Treichl überlegt, Zentrale nach Prag zu verlegen
Dem Bankchef reißt der Geduldsfaden: 160 Mio. Euro muss die Erste Group heuer an Bankensteuer abliefern.

Der Satz soll in einem privaten Gespräch zwischen Erste-Group-Chef Andreas Treichl und Tschechiens Präsidenten Milos Zeman gefallen sein: "Die Erste überlegt, ihre Zentrale nach Prag zu verlagern. Dort gibt es keine Bankensteuer." Zeman, hoch erfreut über die offensichtliche Attraktivität seines Landes, verkündete dies stolz in aller Öffentlichkeit.

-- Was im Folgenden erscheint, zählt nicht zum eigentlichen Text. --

PR #8730, opened 2019-03-22
Copy EndpointFeature when using LongPolling

BrennanConroy:
Fixes https://github.com/aspnet/AspNetCore/issues/8679

@JamesNK Is it ok to reference the feature from the original HttpContext? Or should we do some kind of deep copy?

~~TODO: Write a test~~

### DIFF
--- a/src/SignalR/common/Http.Connections/src/Internal/HttpConnectionDispatcher.cs
+++ b/src/SignalR/common/Http.Connections/src/Internal/HttpConnectionDispatcher.cs
@@ -567,7 +567,7 @@ namespace Microsoft.AspNetCore.Http.Connections.Internal
             requestFeature.PathBase = existingRequestFeature.PathBase;
             requestFeature.QueryString = existingRequestFeature.QueryString;
             requestFeature.RawTarget = existingRequestFeature.RawTarget;
-            var requestHeaders = new Dictionary<string, StringValues>(existingRequestFeature.Headers.Count, StringComparer.Ordinal);
+            var requestHeaders = new Dictionary<string, StringValues>(existingRequestFeature.Headers.Count, StringComparer.OrdinalIgnoreCase);
             foreach (var header in existingRequestFeature.Headers)
             {
                 requestHeaders[header.Key] = header.Value;
@@ -590,6 +590,11 @@ namespace Microsoft.AspNetCore.Http.Connections.Internal
             var responseFeature = new HttpResponseFeature();
 
             var endpointFeature = context.Features.Get<IEndpointFeature>();
+
+            if (endpointFeature != null)
+            {
+                endpointFeature = new CopiedEndpointFeature(endpointFeature.Endpoint);
+            }
 
             var features = new FeatureCollection();
             features.Set<IHttpRequestFeature>(requestFeature);
@@ -674,6 +679,19 @@ namespace Microsoft.AspNetCore.Http.Connections.Internal
         {
             public static EmptyServiceProvider Instance { get; } = new EmptyServiceProvider();
             public object GetService(Type serviceType) => null;
+        }
+
+        private class CopiedEndpointFeature : IEndpointFeature
+        {
+            public CopiedEndpointFeature(Endpoint endpoint)
+            {
+                _endpoint = endpoint;
+            }
+
+            private Endpoint _endpoint;
+
+            // REVIEW: Do we care if the user modifies the Endpoint?
+            public Endpoint Endpoint { get => _endpoint; set => throw new InvalidOperationException("The Endpoint is no longer modifiable."); }
         }
     }
 }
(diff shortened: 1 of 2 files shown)


JamesNK:
> @JamesNK Is it ok to reference the feature from the original HttpContext? Or should we do some kind of deep copy?

An endpoint is immutable so you don't need to copy that.

The implementation of IEndpointFeature is EndpointSelectorContext which also implements some other features - https://github.com/aspnet/AspNetCore/blob/85e2147ff037cc9950249fbb9d095ad47ec4184a/src/Http/Routing/src/EndpointSelectorContext.cs

Nothing on it is cached and reused between requests - today - but you would drag in some extra objects if you didn't create a copy.

BrennanConroy:
Ok, so we should make a custom `IEndpointFeature` class that just copies the `Endpoint`?

src/SignalR/common/Http.Connections/src/Internal/HttpConnectionDispatcher.cs
```diff
@@ -589,10 +589,13 @@ private static HttpContext CloneHttpContext(HttpContext context)
             // The response is a dud, you can't do anything with it anyways
             var responseFeature = new HttpResponseFeature();
 
+            var endpointFeature = context.Features.Get<IEndpointFeature>();
+
             var features = new FeatureCollection();
             features.Set<IHttpRequestFeature>(requestFeature);
             features.Set<IHttpResponseFeature>(responseFeature);
             features.Set<IHttpConnectionFeature>(connectionFeature);
+            features.Set<IEndpointFeature>(endpointFeature);
```
JamesNK: IMO you should create a basic implementation of IEndpointFeature, copy the endpoint across, and set that.

JamesNK (commented):
> @JamesNK Is it ok to reference the feature from the original HttpContext? Or should we do some kind of deep copy?

An endpoint is immutable so you don't need to copy that.

The implementation of IEndpointFeature is EndpointSelectorContext which also implements some other features - https://github.com/aspnet/AspNetCore/blob/85e2147ff037cc9950249fbb9d095ad47ec4184a/src/Http/Routing/src/EndpointSelectorContext.cs

Nothing on it is cached and reused between requests - today - but you would drag in some extra objects if you didn't create a copy.

BrennanConroy:
cc @pranavkm I tested this manually and LongPolling works now. I don't know anything about the Components testing infrastructure, so either you can add a test later, or help me write one.

src/SignalR/common/Http.Connections/src/Internal/HttpConnectionDispatcher.cs
```diff
@@ -672,5 +680,18 @@ private class EmptyServiceProvider : IServiceProvider
...
         }
+
+        private class CopiedEndpointFeature : IEndpointFeature
+        {
+            public CopiedEndpointFeature(Endpoint endpoint)
+            {
+                _endpoint = endpoint;
+            }
+
+            private Endpoint _endpoint;
```
JamesNK: readonly

src/SignalR/common/Http.Connections/src/Internal/HttpConnectionDispatcher.cs
anurse: For the other features we have a basic implementation available in the `Microsoft.AspNetCore.Http` package for exactly this purpose. Should we do something similar here? [`EndpointFeature`](https://github.com/aspnet/AspNetCore/blob/425c196cba530b161b120a57af8f1dd513b96f67/src/Http/Http.Abstractions/src/Routing/EndpointHttpContextExtensions.cs#L65) looks pretty dirt-simple and if we made it public it would basically be the same as whatever we could make here.

JamesNK: I keep forgetting the `SetEndpoint` extension method exists 😕 

No I don't think we need to implement EndpointFeature because people can use `SetEndpoint` instead.

Speaking of which, @BrennanConroy instead of creating a basic endpoint class you could use `newHttpContext.SetEndpoint(endpoint)`

JamesNK (approved):

src/SignalR/common/Http.Connections/src/Internal/HttpConnectionDispatcher.cs
```diff
@@ -600,6 +601,9 @@ private static HttpContext CloneHttpContext(HttpContext context)
             var newHttpContext = new DefaultHttpContext(features);
             newHttpContext.TraceIdentifier = context.TraceIdentifier;
 
+            var endpointFeature = context.Features.Get<IEndpointFeature>();
+            newHttpContext.SetEndpoint(endpointFeature?.Endpoint);
```
Tratcher: @JamesNK is this a deep enough copy? Does the endpoint get disposed or reused anywhere?

Tratcher (approved):

src/SignalR/common/Http.Connections/src/Internal/HttpConnectionDispatcher.cs
JamesNK: Endpoints are 🔥 immutable 🔥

Treichl ist das gar nicht unrecht, auch wenn er nicht im Traum daran denkt, wirklich nach Prag zu ziehen. Immerhin errichtet die Bank derzeit ihre neue Zentrale am Wiener Hauptbahnhof und investiert dafür 300 Millionen Euro. Treichl, bekannt für wortgewaltige Politiker-Beschimpfungen, hat mit seiner Botschaft aber erreicht, was er wollte: Der heimischen Politik wieder einmal medienwirksam auszurichten, was er von ihrer Finanz- und Wirtschaftskompetenz hält, nämlich gar nichts.

Cernko schlägt in die selbe Kerbe

160 Millionen Euro muss die Erste Group heuer an Bankensteuer an den Finanzminister abliefern. Dass dazu in den nächsten Jahren noch Kosten für den vorgeschriebenen Banken-Abwicklungsfonds kommen sollen und für den Einlagensicherungs-Fonds, ist nicht nur Treichl zu viel. Auch Bank-Austria-Boss Willi Cernko stellte öffentlich klar, dass das nicht tragbar sei. Bei den Politikern stoßen sie damit auf taube Ohren. Der Dialog funktioniere nicht, beklagen die Wirtschaftsbosse unisono.

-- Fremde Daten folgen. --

Issue #2360, opened 2018-01-01
Add ConsoleReporter


aspnet-hello:
_From @ryanbrandenburg on Wednesday, October 25, 2017 3:07:28 PM_

Add the `ConsoleReporter` as seen in [BuildTools](https://github.com/aspnet/DotNetTools/blob/8c327312824457b4dd1fccd814380894edf36eab/shared/ConsoleReporter.cs) to `Microsoft.Extensions.CommandLineUtils.Sources`.

_Copied from original issue: aspnet/Common#276_

aspnet-hello:
_From @ryanbrandenburg on Wednesday, October 25, 2017 3:08:10 PM_

After adding it here, remove any copies that have popped up in repos like Infrastructure.

aspnet-hello:
_From @Eilon on Tuesday, November 7, 2017 10:06:21 AM_

Go for it 😄

Eilon:
Naah.

PR #10439, opened 2019-05-22
Update Mono WebAssembly for Blazor

SteveSandersonMS:
Mmm, freshly baked Mono. See https://github.com/aspnet/Blazor/pull/1807 for more.

This PR also updates the ws-proxy code that we consume in a shared-source style from Mono. **There is no need to code-review the contents of the ws-proxy directory**, as we didn't write that code. Basically the only thing relevant to code-review here are the change to `Versions.props` and `Blazor.MonoRuntime.props`.

This build is going to fail at first because it won't be able to restore the `Microsoft.AspNetCore.Blazor.Mono` package. We can't get a CI build of that until we have updated code-signing approval for that build.


javiercn (approved):
Not a lot of context in what's going on here, but I see nothing wrong.

build/sources.props
```diff
@@ -27,6 +27,11 @@
       $(RestoreSources);
       https://dotnet.myget.org/F/aspnetcore-dev/api/v3/index.json;
     </RestoreSources>
+    <!-- TODO remove this once we move Microsoft.AspNetCore.Blazor.Mono to a non-myget feed -->
+    <RestoreSources>
+      $(RestoreSources);
+      https://dotnet.myget.org/F/blazor-dev/api/v3/index.json;
+    </RestoreSources>
```
SteveSandersonMS: Flagging this to @natemcmaster @dougbu 

Looks like Microsoft.AspNetCore.Blazor.Mono doesn't have a new home on dotnetfeed.blob.core.windows.net yet.

Since this follows the same pattern as for other un-rehomed packages above, it looks reasonable to unblock ourselves by adding this `blazor-dev` source here. Not sure which feed it should ultimately be moved to, or whether it needs a new feed of its own.

natemcmaster: I will address this as a part of aspnet/AspNetCore-Internal
#2360. We've been moving away from myget feeds due to perf and reliability reasons, so this will get updated with a static feed instead.

PR #10444, opened 2019-05-22
Server-side Blazor template with authentication

SteveSandersonMS:
Adds all the same authentication options as in the MVC template, i.e.:

 * NoAuth
 * Individual (both SQLite and SQL Server variants)
 * IndividualB2C
 * SingleOrg
 * MultiOrg
 * Windows

### Caveat

On the IndividualB2C and the MultiOrg templates, when you log out, it takes you to a page that says "You're now logged out" but it has no layout, so it's just black Times New Roman on a white screen.

For the IndividualB2C template, we *could* fix this by overriding the `SignedOut.cshtml` page with one that just immediately redirects to '/', but the same fix doesn't work for MultiOrg because that would then immediately redirect you on to the login screen, which is weird when you just logged out

It would be better if we added a minimal Razor Pages layout somehow. I'm guessing this can be done by laying down extra files like `Areas/AzureB2C/Pages/_ViewStart.cshtml`, but this hasn't been working for reasons that neither I nor @javiercn have tracked down yet.

If it's possible to configure these authentication types to have a different return URL after sign out, that would solve the IndividualB2C case (redirect to homepage) and maybe also the MultiOrg case (don't redirect - just stay on Azure's "You're signed out" page).

As a final alternative, this could be a known issue for this release. It just looks rough - it's not functionally defective.

### Follow-up: client-side Blazor templates

I'm hoping we can find someone else to tackle the client-side Blazor equivalent to this PR next week. I'll post an issue with some guidance on the implementation design, since this has already been designed in detail and I have a working prototype.


src/ProjectTemplates/Web.ProjectTemplates/content/RazorComponentsWeb-CSharp/App.razor
```diff
@@ -1,5 +1,8 @@
-﻿@*
-    The Router component displays whichever component has a @page
-    directive matching the current URI.
-*@
-<Router AppAssembly="typeof(Startup).Assembly" />
+﻿<CascadingAuthenticationState>
```
SteveSandersonMS: I'm proposing we put `<CascadingAuthenticationState>` here in all cases, even NoAuth, since there's no drawback and it will help people if they try to use `<AuthenticationView>` later.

Fehlende Wirtschaftskompetenz bei der hohen Politik ist tatsächlich zu beklagen. Doch ein Blick nach Tschechien zeigt: Dort ist auch nicht alles Gold, was glänzt. Freilich, eine Bankensteuer gibt es dort nicht – zumindest bis Ende dieses Jahres. Was dann passiert, ist völlig offen. Und die für Österreichs Konzerne günstige Gruppensteuer gibt es hier, nicht aber in Tschechien. Auch politische Stabilität kennt man im Nachbarland nicht, Ministerwechsel sind legendär.